There is no conflict in the bite work area, the training director/decoy regulates that.


----------



## Hunter Allred (Jan 28, 2010)

dewon fields said:


> Sounds personal to me. Our club weave out weak teams (usually handlers not dog) by making them accoutable. We have a mock trial twice a year, you must pass the entry level of your particuar sport. You will be surprised how people seem to get their SH$# together before mock trial.
> 
> There is no conflict in the bite work area, the training director/decoy regulates that.

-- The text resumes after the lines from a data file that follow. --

PR #363, opened 2020-11-26
Keep space before word after inserting completion

evidolob:
### What does this PR do?
When completion invoked on field which has value:
`name: <cursor>aName` and file has scheme which contains `defaultSnippets` for `name`:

I actually *really* like the idea of a mock trial. We are a new club going through new club growing pains so, we are trying to figure solutions to problems I'm sure many clubs have faced already


----------



## Kadi Thingvall (Jan 22, 2007)

Hunter Allred said:


> I actually *really* like the idea of a mock trial. We are a new club going through new club growing pains so, we are trying to figure solutions to problems I'm sure many clubs have faced already


Mock trials are an excellent way to get your feet wet, and get a really good idea of where your dog is at. It's one thing in training, with the equipment, only club members around, no nerves, etc. But if you can get another club or two in the area to come, set the field up like a trial, strange people around, no equipment, the nerves of performing in front of people, etc you will get a much more realistic idea of what might happen on trial day.


----------



## Hunter Allred (Jan 28, 2010)

Kadi Thingvall said:


> Mock trials are an excellent way to get your feet wet, and get a really good idea of where your dog is at. It's one thing in training, with the equipment, only club members around, no nerves, etc. But if you can get another club or two in the area to come, set the field up like a trial, strange people around, no equipment, the nerves of performing in front of people, etc you will get a much more realistic idea of what might happen on trial day.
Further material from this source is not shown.